European settlers entered the story of the Smokies in the 1700s. By the 1800s, whether by land purchase or a land grant, communities grew in the foothills of the mountains.

Land Sale

By the late 1890’s early 1900’s, residents started to sell their land. “They were selling mostly their mountain land,” says Free.

“It was areas they couldn’t clear and there were a lot of logging companies that were coming down from Pennsylvania, Illinois, and even up towards New York. They were coming down here and buying up land to start cutting down some of the last old-growth forests east of the Mississippi River.”

Huge trees were cut down during this time, drastically changing the landscape.

Creating a national park

While acres of forest were being decimated in the Smoky Mountains, Anne and Willis Davis went out west in 1923 and saw the national parks. It gave them an idea. They wanted to preserve something for future generations in the Eastern United States.

Anne and Willis Davis

But Free says the dream would take some time to materialize, “They thought it’d be easier just to create a national forest here and do that. But, how do you start a national park out of private lands? Yellowstone, Grand Canyon. All those out west were federal lands already. President Grant in 1872, right off there’s a national park. Woodrow Wilson in 1960, national park. But President [Franklin D.] Roosevelt couldn’t do that until 1933. So they started petitioning. They started to work on how they could do this.”

Ten million dollars was needed to buy all 6,600 land tracts owned by individuals in the mountains.

They worked to raise money, “Everyone from school kids to some of the richest people in the world, at that time, John D. Rockefeller, Jr. gave $5 million to buy the land.”

With the caveat that Tennessee had to raise the other $5 million.

“The park commissions in Tennessee and North Carolina basically went door to door and they said, ‘Okay, we’re going to give you a choice. We’re going to give you a fair market value for your property or you can get a lifetime lease and stay here till you die.’ That was the agreement. Most people had lived on their land, or at least two or three generations had lived on their land since the 1840s.”

Many took the lifetime lease. The decision resulted in a new issue though for those who took the deal. They lost the rights to their land. “You could not go out and cut a tree down in your front yard for firewood. You could not shoot a squirrel off your front porch for food. You had all these restrictions that were put onto it and most of them couldn’t farm anymore, because their land belonged to the government then. It became a national park, so everything was protected.”

Some tried to make it work for a while, but they ultimately decided to take the fair market value. Free says many ended up getting paid far less than what their property was worth. “Logging companies, on the other hand, had lawyers. And a lot of them.”

Logging companies were selling clear-cut land $4.75 an acre and there were 18 logging companies who had major acreage.

The Great Depression

Some people were getting anywhere from $2,000 up to $10,000 for their property. Naturally, they put the money in the bank. Then the stock market crashed in 1929, kicking off the Great Depression.

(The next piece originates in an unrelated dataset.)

PR #166, opened 2021-08-15
fix typo

qingyun-wu:


sonichi (commented):
How about merging with branch v0.5.13?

“These folks not only lost their property that had been in their land or their families for generations, they lost every red cent as well. We would not be sitting in this beautiful park if it wouldn’t have been for the sacrifices of the people who sold their land for it,” says Free.

Civilian Conservation Corps

The Civilian Conservation Corps was a part of President Roosevelt’s New Deal program to get young men back to work in the 1930s. Four thousand young men worked in the park between 1933 and 1941 as part of the CCC.

“One of the park historians once said that if we had not had the CCC from 1933 to 1941, we would not have the park we had today. Because what those guys did between that time period would have taken our park employees today, 75 years to do what they did in just that short amount of time.”

They built the park’s headquarters and first visitor center, each stone hand carved.

“The forest [in the park] was devastated due to logging. They planted hundreds of thousands of trees here. They built trails. They built campgrounds, they built roads.”

Park Dedication

On September 2nd, 1940, President Roosevelt dedicated the Great Smoky Mountains National Park “for the permanent enjoyment of the people.”

Free Admission

Unlike many other national parks, there is no admission fee to the Great Smoky Mountains. The aptly named Brad Free explains why, “One reason is there’s a US highway going through the middle of the park.”

Free says it’s also due to a ‘gentleman’s agreement’, “It goes back to the way this park was created. It’s created out of private lands, and one of the theories behind this is that there was an agreement made between the people who lived here and the federal government never to charge a toll on the road going across the mountain. Because this road going across the mountain was a toll road from the 1830s up until the Civil War. A lot of folks felt like charging an entrance fee would be like charging a toll. So, it was kind of a gentleman’s agreement that they would never do that.”